INSTRUCTIONS TO FOLLOW: Which lines run from the one containing "Ok, I think" to the end of the records? Write them out exactly, both ends included, and nothing else.

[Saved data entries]
+--

Issue #1287, opened 2022-05-08
Publish nightly versions of standalone jar files


dzikoysk:
### Request details

.

WithoutAName25:
My idea would be to build SNAPSHOT versions and publish them on [https://repo.panda-lang.org/#/snapshots](https://repo.panda-lang.org/#/snapshots). It should be possible to append `-SNAPSHOT` to the version in the `build.gradle.kts` if, for example, the environment variable `SNAPSHOT` is set to `true`.
The only problem with this approach is that if the current latest released version is, for example, `3.0.0` the next SNAPSHOT build would have the version `3.0.0-SNAPSHOT` but it should be `3.0.1-SNAPSHOT` if the next version to be released in the future is `3.0.1`.
One solution could be that we increase the version after each release instead of before each release. Another possible solution could be to always use just `3-SNAPSHOT` or `3.0-SNAPSHOT` or `3.x-SNAPSHOT` but I don't think that's how it's meant to be.

dzikoysk:
Maybe something like this could be helpful:

* https://github.com/researchgate/gradle-release

🤔

WithoutAName25:
I have tried the plugin in a test repo and it is basically designed to manage the complete versioning of a project. Do we want to automate the hole versioning stuff or do we only want to publish nightly standalone versions?

The relevant steps that the plugin does:
- remove `-SNAPSHOT` from the version
- commits the new version
- creates release tag with the current version for that commit
- increases the last number of the version (`1.0.0` -> `1.0.1` or `1.0.0-alpha.1` -> `1.0.0-alpha.2`) or set it to a predefined version
- commits the new version with the -SNAPSHOT flag

The problems with the plugin:
- researchgate/gradle-release#348
- only the version in `gradle.properties` will be updated
- some problems with kotlin gradle dsl, but it would work
- support for multi-project builds isn't complete

If we want to automate the versioning, I think it is better to update the version with github actions manually. Then we could update the version in all places.
If we only want to publish nighty standalone versions, we need another solution.

dzikoysk:
At first I thought that `nightly` release build as a standalone JAR could be enough, but after a while I think it might be just better option to provide standard snapshot builds. The reason why I think it might be just a good step for a project is that because this time we're also providing API for developers (plugins), so it might be quite useful to provide valid maven artifacts for them in case of any changes in the main codebase.

[...]

PR #1322, opened 2022-05-19
Gh-1287 Automatic versioning and snapshot builds

WithoutAName25:
The versioning is now based on git tags. To generate the next version, by default the last number will be increased. If you want to specify the next version explicitly there are next version markers (git tags with a suffix). By default the suffix is `-alpha` but because we are using alpha builds, I have changed it to `-next` (example marker: `3.0.0-next`). Another option would be `-snapshot` as suffix. These tags can be created manually or with `./gradlew markNextVersion -Prelease.version=2.0.0` / `./gradlew markNextVersion -Prelease.incrementer=incrementMinor`.

If you run the release workflow, all files containing the version are updated and commited with a tag for that version. Then the jar and the docker image is published.


dzikoysk:
Thanks!

I'd rename `release` workflow to `publish-releases` and `snapshot` to `publish-snapshots`, but despite of that, I think it's fine. I guess we just need to try to launch it and see what will happen 😳

WithoutAName25:
I have tested a few things but not everything, so I guess we have to try and hope that everything works as expected.

dzikoysk (approved):

Issue #1330, opened 2022-05-21
Snapshot builds don't have updated version in the internals


dzikoysk:
### What happened?

New release properly publish next version:

* https://maven.reposilite.com/#/snapshots/org/panda-lang/reposilite/3.0.0-alpha.26-SNAPSHOT

But the version in sources is not updated, would be great to have it fixed if possible. Probably this hook is not invoked for standard publish build:

https://github.com/dzikoysk/reposilite/blob/08c9a3fe3d85909bbb3727ca8dbf06d124538d69/build.gradle.kts#L41-L52

### Reposilite version

3.x

dzikoysk:
@WithoutAName25 could you take a look on this? :)

WithoutAName25:
These hooks are primarily to update for example the latest version in `README.md` on each full release (not snapshots). With this plugin there is no option to update some versions also for snapshots but I will try to find another solution for that.

WithoutAName25:
My first idea was to include the version in `META-INF/MANIFEST.MF` and then load it during runtime. But because the version is used in annotations, it has to be a compile time constant. [This](https://stackoverflow.com/questions/59692381/how-can-i-modify-java-source-code-in-my-gradle-project-prior-to-compilation-with/59692997#59692997) could work but it's maybe to complex for just getting the correct snapshot version at runtime.

dzikoysk:
So it won't work using axios plugin even if we'd create like a "fake" commit on CI with a next snapshot provided as the next release?

Speaking of the annotations, we can always replace the explicit version with a placeholder resolved during loading, so I think it wouldn't be a problem.

WithoutAName25:
It is not possible with axios plugin, even with "fake" commits. But if we don't need the version at compile time (no annotations with the version), I think the best approach is using `META-INF/MANIFEST.MF`

dzikoysk:
Ok, I think it's worth to give such approach a chance, I even prefer to have sources without explicit references to the current version.

WithoutAName25:
I think we need another solution because `VERSION` is used in some annotations were it's needed:
https://github.com/dzikoysk/reposilite/blob/08c9a3fe3d85909bbb3727ca8dbf06d124538d69/reposilite-backend/src/main/kotlin/com/reposilite/console/CommandExecutor.kt#L32-L33
[...]

PR #1344, opened 2022-05-24
GH-1330 Internal version for snapshot builds

WithoutAName25:
The contents of `src/template/kotlin` are copied to `src/generated/kotlin` and `@version@` gets replaced with the version.
I think `src/generated/kotlin` is better than `build/generated/kotlin` because otherwise the ide would show an error before the first compilation and after each `./gradlew clean`.

### DIFF
--- a/reposilite-backend/src/generated/kotlin/com/reposilite/ReposiliteProperties.kt
+++ b/reposilite-backend/src/generated/kotlin/com/reposilite/ReposiliteProperties.kt
@@ -1,0 +1,3 @@
+package com.reposilite
+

+--

SOLUTION TO THE PROBLEM:
Ok, I think it's worth to give such approach a chance, I even prefer to have sources without explicit references to the current version.

WithoutAName25:
I think we need another solution because `VERSION` is used in some annotations were it's needed:
https://github.com/dzikoysk/reposilite/blob/08c9a3fe3d85909bbb3727ca8dbf06d124538d69/reposilite-backend/src/main/kotlin/com/reposilite/console/CommandExecutor.kt#L32-L33
[...]

PR #1344, opened 2022-05-24
GH-1330 Internal version for snapshot builds

WithoutAName25:
The contents of `src/template/kotlin` are copied to `src/generated/kotlin` and `@version@` gets replaced with the version.
I think `src/generated/kotlin` is better than `build/generated/kotlin` because otherwise the ide would show an error before the first compilation and after each `./gradlew clean`.

### DIFF
--- a/reposilite-backend/src/generated/kotlin/com/reposilite/ReposiliteProperties.kt
+++ b/reposilite-backend/src/generated/kotlin/com/reposilite/ReposiliteProperties.kt
@@ -1,0 +1,3 @@
+package com.reposilite
+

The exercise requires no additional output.